En las finanzas globales, los cambios también están ocurriendo rápidamente. De hecho, en el top-4 de acreedores internacionales (tomando la medida activos internacionales menos pasivos internacionales) se encuentra China, junto con Alemania, Japón y Arabia Saudita. El creciente papel de China como “financista global” durante los últimos diez años hace que el país asiático se haya convertido en un actor clave en las finanzas internacionales, muchas veces actuando a contramano de las instituciones globales como el FMI o el Banco Mundial. Incluso con la reciente tendencia a la apreciación del renminbi, los activos externos netos de China superaron en 2011 a los de Alemania y los de los países ricos en petróleo como Arabia Saudita. Tomando Japón y China como a un todo, es evidente que una de las características de la economía mundial poscrisis será la pax asiática, es decir, el surgimiento de Asia como la principal fuente de financiamiento para el resto del mundo.

¿Cómo alteran estos nuevos desarrollos las condiciones relativas de los mercados internacionales de bienes y activos? En primer lugar, si se desagrega el comercio exterior aparecen patrones de exportaciones e importaciones muy diferenciados. Básicamente, China es un país que exporta manufacturas de origen industrial (alrededor del 70% de las exportaciones totales)e importa materias primas y sus manufacturas asociadas (más de un tercio de las importaciones totales).
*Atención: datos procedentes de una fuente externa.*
Issue #1572, opened 2019-06-07
! shorthand for completion record [[Value]] extraction is unnecessary


michaelficarra:
In [§5.2.3.4 ReturnIfAbrupt Shorthands](https://tc39.github.io/ecma262/#sec-returnifabrupt-shorthands), we define a shorthand `!` that's not really related to ReturnIfAbrupt. This shorthand asserts that the completion record is a normal completion and extracts its `[[Value]]`. But at the end of [§5.2.3.1 Implicit Completion Values](https://tc39.github.io/ecma262/#sec-implicit-completion-values), we say

> Any reference to a Completion Record value that is in a context that does not explicitly require a complete Completion Record value is equivalent to an explicit reference to the [[Value]] field of the Completion Record value unless the Completion Record is an abrupt completion.

I think we should either

1. remove this clause and use the `!` shorthand or explicit `[[Value]]` extraction throughout the spec, or
1. remove the `!` shorthand, its usages, and any explicit `[[Value]]` extraction

claudepache:
The primary purpose of `!` is to assert that the operation didn’t end abruptly. Without `!`, you don’t know whether an abrupt completion is returned.

Also, some people would love to make obsolete the paragraph at the end of §5.2.3.1 Implicit Completion Values you cited, through the systematic use of the `?`/`!` pair.

ljharb:
I'm a bit unclear what the issue is - indeed, the `!` is critical to make it clear that a completion record is not abrupt. Perhaps the implicit unwrapping overall, means we don't need an explicit unwrap step for `!` - or perhaps we should remove the implicit overall unwrapping, and use explicit unwrapping everywhere - is that what you're suggesting?

jmdyck:
> Also, some people would love to make obsolete the paragraph at the end of §5.2.3.1 Implicit Completion Values you cited, through the systematic use of the `?`/`!` pair.

(And some people would like to make it obsolete via somewhat different means.)

michaelficarra:
@ljharb Yes, we should either fully buy into that implicit unwrapping everywhere or (my preference) drop that paragraph and fix up anywhere that is relying on it. If the latter, we should probably move the `!` shorthand section to the end of the completion values section instead of being lumped in with ReturnIfAbrupt.

@jmdyck Care to elaborate?

ljharb:
I’m fine with the implicit unwrapping in general, but i like it being explicit in ? and !

TimothyGu:
[...]

PR #1573, opened 2019-06-07
change how ReturnIfAbrupt and its shorthands are specified

michaelficarra:
In #1570, we discussed how the way ReturnIfAbrupt and its shorthands are specified is unclear. I've made it clear that the ReturnIfAbrupt equivalence is on sequences of algorithm steps and the shorthand is a simple replacement in any context.

I've updated the `!` shorthand in this PR as well, but in #1572 I propose that we remove it, so we should resolve that first.

I recommend reading the current and proposed spec text separately to review. The diff will not be very helpful.

This will obsolete #1570.

### DIFF
--- a/spec.html
+++ b/spec.html
@@ -787,68 +787,97 @@
 
       <emu-clause id="sec-returnifabrupt" aoid="ReturnIfAbrupt">
         <h1>ReturnIfAbrupt</h1>
-        <p>Algorithms steps that say or are otherwise equivalent to:</p>
+        <p>An algorithm step that says:</p>
         <emu-alg>
-          1. ReturnIfAbrupt(_argument_).
+          1. *[before]* ReturnIfAbrupt(_argument_) *[after]*
         </emu-alg>
-        <p>mean the same thing as:</p>
+        <p>is equivalent to the sequence of steps:</p>
         <emu-alg>
           1. If _argument_ is an abrupt completion, return _argument_.
-          1. Else if _argument_ is a Completion Record, set _argument_ to _argument_.[[Value]].
+          1. Else, if _argument_ is a Completion Record, set _argument_ to _argument_.[[Value]].
+          1. *[before]* _argument_ *[after]*
         </emu-alg>
-        <p>Algorithms steps that say or are otherwise equivalent to:</p>
+        <p>where</p>
+        <ul>
+          <li>*[before]*, if present, is any algorithm text that does not contain ReturnIfAbrupt.
+          <li>*[after]*, if present, is any algorithm text.
+          <li>_argument_ is any variable.
+        </ul>
+
+        <p>An algorithm step that says:</p>
         <emu-alg>
-          1. ReturnIfAbrupt(AbstractOperation()).
+          1. *[before]* ReturnIfAbrupt(AbstractOperation(*[arguments]*)) *[after]*
         </emu-alg>
-        <p>mean the same thing as:</p>
+        <p>is equivalent to the sequence of steps:</p>
         <emu-alg>
-          1. Let _hygienicTemp_ be AbstractOperation().
+          1. Let _hygienicTemp_ be AbstractOperation(*[arguments]*).
+          1. If _hygienicTemp_ is an abrupt completion, return _hygienicTemp_.
+          1. Else, if _hygienicTemp_ is a Completion Record, set _hygienicTemp_ to _hygienicTemp_.[[Value]].
+          1. *[before]* _hygienicTemp_ *[after]*
+        </emu-alg>
+        <p>where</p>
+        <ul>
+          <li>*[before]*, if present, is any algorithm text that does not contain ReturnIfAbrupt.
+          <li>*[after]*, if present, is any algorithm text.
+          <li>*[arguments]*, if present, is any algorithm text that provides an argument list to AbstractOperation.
+          <li>AbstractOperation is any abstract operation reference, regardless of the notation used to refer to it.
+          <li>_hygienicTemp_ is ephemeral and visible only in the steps pertaining to ReturnIfAbrupt.
+        </ul>
+
+        <p>For example, an algorithm step that says:</p>
+        <emu-alg>
+          1. Let _result_ be _someValue_ if ReturnIfAbrupt(_someValue_.OperationName(_firstArgument_, _secondArgument_)) is *true*, and _someOtherValue_ otherwise.
+        </emu-alg>
+        <p>is equivalent to the sequence of steps:</p>
+        <emu-alg>
+          1. Let _hygienicTemp_ be _someValue_.OperationName(_firstArgument_, _secondArgument_).
           1. If _hygienicTemp_ is an abrupt completion, return _hygienicTemp_.
           1. Else if _hygienicTemp_ is a Completion Record, set _hygienicTemp_ to _hygienicTemp_.[[Value]].
+          1. Let _result_ be _someValue_ if _hygienicTemp_ is *true*, and _someOtherValue_ otherwise.
         </emu-alg>
-        <p>Where _hygienicTemp_ is ephemeral and visible only in the steps pertaining to ReturnIfAbrupt.</p>
-        <p>Algorithms steps that say or are otherwise equivalent to:</p>
-        <emu-alg>
-          1. Let _result_ be AbstractOperation(ReturnIfAbrupt(_argument_)).
-        </emu-alg>
-        <p>mean the same thing as:</p>
-        <emu-alg>
-          1. If _argument_ is an abrupt completion, return _argument_.
-          1. If _argument_ is a Completion Record, set _argument_ to _argument_.[[Value]].
-          1. Let _result_ be AbstractOperation(_argument_).
-        </emu-alg>
+
+        <p>Note that the resulting steps of ReturnIfAbrupt expansion may themselves contain ReturnIfAbrupt. In these cases, expansion can be applied to the resulting steps until the steps no longer contain ReturnIfAbrupt.</p>
       </emu-clause>
+
       <emu-clause id="sec-returnifabrupt-shorthands">
         <h1>ReturnIfAbrupt Shorthands</h1>
-        <p>Invocations of abstract operations and syntax-directed operations that are prefixed by `?` indicate that ReturnIfAbrupt should be applied to the resulting Completion Record. For example, the step:</p>
+        <p>Invocations of abstract operations may be prefixed by `?` as shorthand for applying the ReturnIfAbrupt expansion.</p>
         <emu-alg>
           1. ? OperationName().
         </emu-alg>
-        <p>is equivalent to the following step:</p>
+        <p>is equivalent to</p>
         <emu-alg>
           1. ReturnIfAbrupt(OperationName()).
         </emu-alg>
-        <p>Similarly, for method application style, the step:</p>
+        <p>wherever it appears. Similarly, prefix `?` may be used to apply the ReturnIfAbrupt expansion to the result of applying a syntax-directed operation.</p>
         <emu-alg>
-          1. ? _someValue_.OperationName().
+          1. Let _result_ be ? SyntaxDirectedOperation of |NonTerminal| with arguments _firstArgument_ and _secondArgument_.
         </emu-alg>
-        <p>is equivalent to:</p>
+        <p>is equivalent to the sequence of steps:</p>
         <emu-alg>
-          1. ReturnIfAbrupt(_someValue_.OperationName()).
+          1. Let _result_ be SyntaxDirectedOperation of |NonTerminal| with arguments _firstArgument_ and _secondArgument_.
+          1. ReturnIfAbrupt(_result_).
         </emu-alg>
-        <p>Similarly, prefix `!` is used to indicate that the following invocation of an abstract or syntax-directed operation will never return an abrupt completion and that the resulting Completion Record's [[Value]] field should be used in place of the return value of the operation. For example, the step:</p>
+
+        <p>Invocations of abstract operations may be prefixed by `!` to indicate that the result will never be an abrupt completion and that the resulting Completion Record's [[Value]] field should be used in place of the return value of the operation.</p>
         <emu-alg>
           1. Let _val_ be ! OperationName().
         </emu-alg>
-        <p>is equivalent to the following steps:</p>
+        <p>is equivalent to the sequence of steps:</p>
         <emu-alg>
           1. Let _val_ be OperationName().
           1. Assert: _val_ is never an abrupt completion.
           1. If _val_ is a Completion Record, set _val_ to _val_.[[Value]].
         </emu-alg>
-        <p>Syntax-directed operations for runtime semantics make use of this shorthand by placing `!` or `?` before the invocation of the operation:</p>
+        <p>Similarly, syntax-directed operations may make use of this shorthand by placing `!` before the invocation of the operation:</p>
         <emu-alg>
-          1. Perform ! SyntaxDirectedOperation of |NonTerminal|.
+          1. Let _result_ be the result of performing ! SyntaxDirectedOperation for |NonTerminal|.
+        </emu-alg>
+        <p>is equivalent to the sequence of steps:</p>
+        <emu-alg>
+          1. Let _result_ be SyntaxDirectedOperation of |NonTerminal|.
+          1. Assert: _result_ is never an abrupt completion.
+          1. If _result_ is a Completion Record, set _result_ to _result_.[[Value]].
         </emu-alg>
       </emu-clause>
     </emu-clause>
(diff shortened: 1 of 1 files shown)


michaelficarra:
@ljharb I've moved the `!` shorthand up to the "Implicit Completion Values" section  for now while we decide its fate in #1572.

spec.html
```diff
@@ -787,68 +787,97 @@ <h1>Throw an Exception</h1>
...
         <emu-alg>
           1. ? OperationName().
         </emu-alg>
-        <p>is equivalent to the following step:</p>
+        <p>is equivalent to</p>
         <emu-alg>
           1. ReturnIfAbrupt(OperationName()).
         </emu-alg>
-        <p>Similarly, for method application style, the step:</p>
+        <p>wherever it appears. Similarly, prefix `?` may be used to apply the ReturnIfAbrupt expansion to the result of applying a syntax-directed operation.</p>
```
jmdyck: Append "For example,"

spec.html
```diff
@@ -787,68 +787,97 @@ <h1>Throw an Exception</h1>
...
         <emu-alg>
-          1. ? _someValue_.OperationName().
+          1. Let _result_ be ? SyntaxDirectedOperation of |NonTerminal| with arguments _firstArgument_ and _secondArgument_.
         </emu-alg>
-        <p>is equivalent to:</p>
+        <p>is equivalent to the sequence of steps:</p>
         <emu-alg>
-          1. ReturnIfAbrupt(_someValue_.OperationName()).
+          1. Let _result_ be SyntaxDirectedOperation of |NonTerminal| with arguments _firstArgument_ and _secondArgument_.
+          1. ReturnIfAbrupt(_result_).
```
jmdyck: This doesn't follow the given expansion. That would be
```
1. Let _result_ be ReturnIfAbrupt(SyntaxDirectedOperation of |NonTerminal| with arguments _firstArgument_ and _secondArgument_).
```

spec.html
```diff
@@ -787,68 +787,97 @@ <h1>Throw an Exception</h1>
...
-          1. Else if _argument_ is a Completion Record, set _argument_ to _argument_.[[Value]].
+          1. Else, if _argument_ is a Completion Record, set _argument_ to _argument_.[[Value]].
+          1. *[before]* _argument_ *[after]*
         </emu-alg>
-        <p>Algorithms steps that say or are otherwise equivalent to:</p>
+        <p>where</p>
+        <ul>
+          <li>*[before]*, if present, is any algorithm text that does not contain ReturnIfAbrupt.
+          <li>*[after]*, if present, is any algorithm text.
+          <li>_argument_ is any variable.
```
jmdyck: The spec calls them "aliases".

spec.html
```diff
@@ -787,68 +787,97 @@ <h1>Throw an Exception</h1>
...
+        </ul>
+
+        <p>An algorithm step that says:</p>
         <emu-alg>
-          1. ReturnIfAbrupt(AbstractOperation()).
+          1. *[before]* ReturnIfAbrupt(AbstractOperation(*[arguments]*)) *[after]*
```
jmdyck: Rather than having 2 definitions, discriminated by the form of the argument, you could have one definition with a generalized argument.

spec.html
```diff
@@ -771,6 +771,27 @@ <h1>Implicit Completion Values</h1>
           1. Return NormalCompletion(*undefined*).
         </emu-alg>
         <p>Any reference to a Completion Record value that is in a context that does not explicitly require a complete Completion Record value is equivalent to an explicit reference to the [[Value]] field of the Completion Record value unless the Completion Record is an abrupt completion.</p>
+
+        <p>Invocations of abstract operations may be prefixed by `!` to indicate that the result will never be an abrupt completion and that the resulting Completion Record's [[Value]] field should be used in place of the return value of the operation.</p>
+        <emu-alg>
+          1. Let _val_ be ! OperationName().
```
jmdyck: As in the status quo, this is an illustrative example, not a real definition. You should maybe give it a proper definition as with 'ReturnIfAbupt'.

spec.html
```diff
@@ -771,6 +771,27 @@ <h1>Implicit Completion Values</h1>
           1. Return NormalCompletion(*undefined*).
         </emu-alg>
         <p>Any reference to a Completion Record value that is in a context that does not explicitly require a complete Completion Record value is equivalent to an explicit reference to the [[Value]] field of the Completion Record value unless the Completion Record is an abrupt completion.</p>
+
+        <p>Invocations of abstract operations may be prefixed by `!` to indicate that the result will never be an abrupt completion and that the resulting Completion Record's [[Value]] field should be used in place of the return value of the operation.</p>
```
jmdyck: I don't think the "!" stuff fits very well in the "Implicit Completion Values" clause. It makes more sense where it is now, in the same clause as "?". Instead of "ReturnIfAbrupt Shorthands", that clause could be called "Shorthands relating to completion records" or just "? and ! Shorthands".

Or split them into 2 clauses: "The ? Shorthand" and "The ! Shorthand".

spec.html
```diff
@@ -787,68 +787,97 @@ <h1>Throw an Exception</h1>
...
+          <li>*[after]*, if present, is any algorithm text.
+          <li>*[arguments]*, if present, is any algorithm text that provides an argument list to AbstractOperation.
+          <li>AbstractOperation is any abstract operation reference, regardless of the notation used to refer to it.
+          <li>_hygienicTemp_ is ephemeral and visible only in the steps pertaining to ReturnIfAbrupt.
+        </ul>
+
+        <p>For example, an algorithm step that says:</p>
         <emu-alg>
-          1. Let _result_ be AbstractOperation(ReturnIfAbrupt(_argument_)).
+          1. Let _result_ be _someValue_ if ReturnIfAbrupt(_someValue_.OperationName(_firstArgument_, _secondArgument_)) is *true*, and _someOtherValue_ otherwise.
```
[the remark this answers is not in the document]
michaelficarra: It's just prose, we can say whatever we like if the meaning is clear. Is there an incorrect interpretation of this prose? Do you have a recommendation for a replacement?

spec.html
michaelficarra: Since the `!` shorthand has no effect on the evaluation, I think it's a little less important to be as rigorous as we are with `ReturnIfAbrupt` expansion. If anything, the `?` shorthand would deserve that level of rigour. I would do it for `?` if the editors think that would help.

spec.html
michaelficarra: Since it's a structural rewrite, I'd like to keep it as simple as I can. Though one could argue that 1 rewrite rule is simpler overall than 2 individually simpler rewrite rules. I'll leave that one up to @tc39/ecma262-editors.

spec.html
michaelficarra: GitHub seems to have lost the position of this, and I can't figure out what you're referring to. Is there an issue in one of my example expansions somewhere?

michaelficarra:
@jmdyck I've addressed your comments and left some responses. Please do another review.

spec.html
ljharb: 1 seems probably simpler, but totes fine to do that in a followup.

spec.html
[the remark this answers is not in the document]
```suggestion
          1. If ReturnIfAbrupt(_someValue_.OperationName(_firstArgument_, _secondArgument_)) is *true*, let _result_ be _someValue_ , else let _result_ be _someOtherValue_.
```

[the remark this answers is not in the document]
jmdyck: Re @ljharb suggestion: comma before "else" should probably be a semicolon.

spec.html
```diff
@@ -787,68 +787,98 @@ <h1>Throw an Exception</h1>
...
-        <p>mean the same thing as:</p>
+        <p>is equivalent to the sequence of steps:</p>
         <emu-alg>
-          1. If _argument_ is an abrupt completion, return _argument_.
-          1. If _argument_ is a Completion Record, set _argument_ to _argument_.[[Value]].
-          1. Let _result_ be AbstractOperation(_argument_).
+          1. Let _hygienicTemp_ be _someValue_.OperationName(_firstArgument_, _secondArgument_).
+          1. If _hygienicTemp_ is an abrupt completion, return _hygienicTemp_.
+          1. Else if _hygienicTemp_ is a Completion Record, set _hygienicTemp_ to _hygienicTemp_.[[Value]].
+          1. Let _result_ be _someValue_ if _hygienicTemp_ is *true*, and _someOtherValue_ otherwise.
```
```suggestion
          1. If _hygienicTemp_ is *true*, let _result_ be _someValue_; else let _result_ be _someOtherValue_.
```
(Similar to @ljharb's suggestion at L829.)

spec.html
```diff
@@ -787,68 +787,98 @@ <h1>Throw an Exception</h1>
...
+          1. Let _hygienicTemp_ be AbstractOperation(*[arguments]*).
           1. If _hygienicTemp_ is an abrupt completion, return _hygienicTemp_.
           1. Else if _hygienicTemp_ is a Completion Record, set _hygienicTemp_ to _hygienicTemp_.[[Value]].
+          1. *[before]* _hygienicTemp_ *[after]*
         </emu-alg>
-        <p>Where _hygienicTemp_ is ephemeral and visible only in the steps pertaining to ReturnIfAbrupt.</p>
-        <p>Algorithms steps that say or are otherwise equivalent to:</p>
+        <p>where</p>
+        <ul>
+          <li>*[before]*, if present, is any algorithm text that does not contain ReturnIfAbrupt.
```
```suggestion
          <li>*[before]*, if present, is any algorithm text that does not contain ReturnIfAbrupt.</li>
```
and similarly for the other 7 `<li>` in this PR. So far, the spec always uses closing tags when they exist. (Not sure why I didn't spot this in my earlier review.)

spec.html
jmdyck: github's position (line 859) is correct, but the example has changed. Updated, my point it that:
```
1. Let _result_ be ? SyntaxDirectedOperation of |NonTerminal|.
```
should (according to the definition) expand to:
```
1. Let _result_ be ReturnIfAbrupt(SyntaxDirectedOperation of |NonTerminal|).
```
as opposed to:
```
1. Let _result_ be SyntaxDirectedOperation of |NonTerminal|.
1. ReturnIfAbrupt(_result_).
```

spec.html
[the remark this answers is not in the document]
michaelficarra: I've just simplified the example to avoid this.

spec.html
michaelficarra: I've reduced the ReturnIfAbrupt definition to a single macro expansion, though it now has the peculiarity that, when used on an alias, as in `ReturnIfAbrupt(_someAlias_)`, we are left with a step at the end that just references the alias. I think that's probably fine, but it may not be clear to everyone that that is meant to be a no-op. Let me know if you want me to switch it back to 2 expansions, I'm not tied to a particular choice.

michaelficarra:
Okay @jmdyck @ljharb ready for another round of reviews.

spec.html
```diff
@@ -787,68 +787,79 @@ <h1>Throw an Exception</h1>
...
       </emu-clause>
+
       <emu-clause id="sec-returnifabrupt-shorthands">
-        <h1>ReturnIfAbrupt Shorthands</h1>
-        <p>Invocations of abstract operations and syntax-directed operations that are prefixed by `?` indicate that ReturnIfAbrupt should be applied to the resulting Completion Record. For example, the step:</p>
+        <h1>Shorthands Relating to Completion Records</h1>
+
+        <p>Invocations of abstract operations may be prefixed by `?` as shorthand for applying the ReturnIfAbrupt expansion.</p>
         <emu-alg>
           1. ? OperationName().
```
ljharb: not sure if we need to call out `Perform` (ie, `Perform ? Op()` or `Perform ! Op()`), or if that's a topic for a different PR.

michaelficarra:
A potential issue with this change as-written: multiple `ReturnIfAbrupt` are permitted within a single algorithm step, but are always evaluated right-to-left. This works fine for instances like

> ... ?A( ?B( ?C() ) ) ...

which I had in mind when writing it, but causes undesirable ordering for instances like

> ... ?A( ?B(), ?C() ) ...

These both would evaluate C, then B, then A. I'm not sure how we'd go about writing a macro expansion that correctly orders the latter case. Is it necessary to support those?

devsnek:
> ... ?A( ?B(), ?C() ) ...

At that point you should probably be using multiple lines just for the sake of clarity.

michaelficarra:
Okay, then to be clear @devsnek, you think it would be okay forbidding that usage? If so, I should add a non-normative note to spec/proposal authors that describes this potentially erroneous usage.

jmdyck:
> A potential issue with this change as-written: multiple `ReturnIfAbrupt` are permitted within a single algorithm step, but are always evaluated right-to-left. This works fine for instances like
> 
> > ... ?A( ?B( ?C() ) ) ...
> 
> which I had in mind when writing it, but causes undesirable ordering for instances like
> 
> > ... ?A( ?B(), ?C() ) ...
> 
> These both would evaluate C, then B, then A. I'm not sure how we'd go about writing a macro expansion that correctly orders the latter case.

Tangent:

I'm guessing you mean that the correct ordering for the latter case is B then C then A, but I don't think the spec actually says that. [5.2.1 Abstract Operations](https://tc39.es/ecma262/#sec-algorithm-conventions-abstract-operations) says:
> Abstract operations are typically referenced using a functional application style such as OperationName(arg1, arg2).

but it *doesn't* then go on to say anything about the order in which the args are 'evaluated'.

I'd be inclined to say that any case where the order is observable is a spec bug. (Detecting such bugs is another matter though.)

devsnek:
You can detect the order by making them both throw

jmdyck:
> You can detect the order by making them both throw

I was talking about detecting (just by examining the spec) places where the order of 'evaluation' of operation arguments could be observed. I think you're saying that, once such a place has been identified, you can construct a test case that will reveal which order an implementation is using.

michaelficarra:
This is blocked until completion record reform work has been completed.

spec.html
bakkot: I like this as a single expansion. I think the "step at the end that just references the alias" thing is unlikely to trip up readers, but if we're worried, we could say "the last line is omitted if `*[before]*` is not present" (or "is empty" or whatever).

bakkot:
> These both would evaluate C, then B, then A. I'm not sure how we'd go about writing a macro expansion that correctly orders the latter case. Is it necessary to support those?

My preference would be to define an evaluation more generally - not rigorously, just say something like "Evaluation of algorithm steps follows a inside-to-outside, left-to-right evaluation order, so that the step `Perform A(B(), C()).` evaluates B, then C, then A" or something like that.

And then in this macro you can say that if there are multiple occurrences of `ReturnIfAbrupt` within one step, they are expanded in evaluation order, with the first to be evaluated being expanded first.

jugglinmike:
@michaelficarra was gh-2547 the completion reform which [blocked this work](https://github.com/tc39/ecma262/pull/1573#issuecomment-811497331)?

michaelficarra:
@jugglinmike Yes, this should be unblocked now.

jugglinmike:
Thanks, Michael! I can't commit to moving this along, but it helps to understand the status.

michaelficarra:
@jugglinmike That's okay, I plan on revisiting it soon(-ish). Let me know if you want to take it over, though. I don't remember what work it needs.

bakkot:
What if we just do away with `ReturnIfAbrupt` entirely, and instead just define `?` directly? That's probably simpler, since it doesn't need to rebind any aliases. And after https://github.com/tc39/ecma262/pull/3268 there's only 4 uses of `ReturnIfAbrupt` left, so getting rid of it is straightforward.

bakkot:
some text I started writing at some point, needs some polish but I think is good:

----

## Evaluation order

When complex expressions appear in algorithm steps, these are to be understood as being evaluated in a left-to-right, inside-to-outside order. For example, the step

1. Return A(B(), C.[[D]]) + E(F()).

is equivalent to

1. Let _tmp1_ be B().
2. Let _tmp2_ be C.[[D]].
3. Let _tmp3_ be A(_tmp1_, _tmp2_).
4. Let _tmp4_ be F().
5. Let _tmp5_ be E(_tmp4_).
6. Let _tmp6_ be _tmp3_ + _tmp5_.
7. Return _tmp6_.

----

## Completion-unwrapping macros

`?` and `!` are used as macros which unwrap completion records. The step

1. Let _foo_ be ? _bar_.

is equivalent to

1. If _bar_ is an abrupt completion, return _bar_.
2. Let _foo_ be _bar_.[[Value]].

The step

1. Let _foo_ be ! _bar_.

is equivalent to

1. Assert: _bar_ is a normal completion.
2. Let _foo_ be _bar_.[[Value]].

When `?` or `!` is used in any other context, first apply the rewrite given in [previous section], then apply this rule.

michaelficarra:
Closing in favour of https://github.com/tc39/ecma262/pull/3705.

Una década y media atrás, el perfil de comercio exterior era bien distinto, y detrás de este cambio estuvieron las características del modelo de crecimiento: las mutaciones en la estructura de las importaciones, por ejemplo, se derivan directamente de la rápida urbanización y el auge de la inversión.
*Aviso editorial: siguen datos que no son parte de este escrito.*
PR #1576, opened 2019-06-07
Meta: Use shiny new hostname

mathiasbynens:


spec.html
```diff
@@ -43,15 +43,15 @@
   }
 </style>
 <script>
```
annevk: This entire script block is obsolete I think. I suggest removing it as per #1575 and then I can close that.

mathiasbynens: Done. (Also, sorry, I should have seen your PR earlier.)

michaelficarra:
So... what's with the Spanish TLD?

ljharb:
I’m a bit confused by the new domain name as well; was it discussed during the meeting?

annevk:
Yes and it had consensus.

ljharb:
It’s not on the agenda; maybe i missed it in the draft notes. I’ll take another look.

michaelficarra:
@ljharb It's in the June 4th notes. Not much is mentioned on motivation though. Only comments are from @gesa and @ecmageneva. @ecmageneva requested a Swiss registrar and, Ecma being a swiss organisation, I would think that tc39.ch would be a more appropriate ccTLD. Should we move this discussion to the reflector?

ljharb:
Thanks. Yeah a reflector issue would be best.

mathiasbynens:
Meanwhile, the domain is live and the old domain redirects to it. Let's merge this PR to reflect reality (and save anyone who clicks a redirect)?

mathiasbynens:
@ljharb or @zenparsing, could you also update the URL here?

ljharb:
Done.

azu:
FYI: https://www.ecma-international.org/publications/standards/Ecma-262.htm should also be updated when the new domain has been decided.

michaelficarra:
@ljharb posted to discourse: https://es.discourse.group/t/draft-spec-text-domain/75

Todo ello aumentó la importancia de China en la esfera global, pero también modificó los precios relativos a favor de las materias primas, lo cual no tiene nada de extraño si se recurre a la historia y se piensa que ocurrió algo similar con la aceleración del crecimiento durante la primera globalización a fines del Siglo XIX.

Finanzas e inversiones

En cuanto a las finanzas, la estrategia de crecimiento guiado por las exportaciones llevó a un aumento en la tasa de ahorro global, representando una cara de los desbalances globales, y motivando una reducción en el costo global del dinero. Pero a diferencia de otros países exportadores de capital, el exceso de ahorro chino se destinó fundamentalmente a activos libres de riesgo. Para entender este punto basta con comparar la cartera de activos externos de los financistas globales que mencionamos más arriba. Tanto Alemania como Japón destinan ocho de cada diez dólares a activos de riesgo, mientras que la cartera de China y la de Arabia Saudita están sesgadas hacia las reservas. De hecho, en China siete de cada diez dólares se asignan a estos activos líquidos. En tanto sólo los países desarrollados pueden emitir esta clase de activos, ello direcciona los flujos de capital en un sentido contrario al esperado por la teoría: de los países en desarrollo a los países desarrollados. Además, como la emisión de esta clase de activos por parte del sector público es relativamente inelástica, son los mercados internacionales de capital los encargados de absorber buena parte del exceso de demanda, y seguramente allí se encuentra una de las causas de la crisis subprime –y de las crisis futuras por venir–.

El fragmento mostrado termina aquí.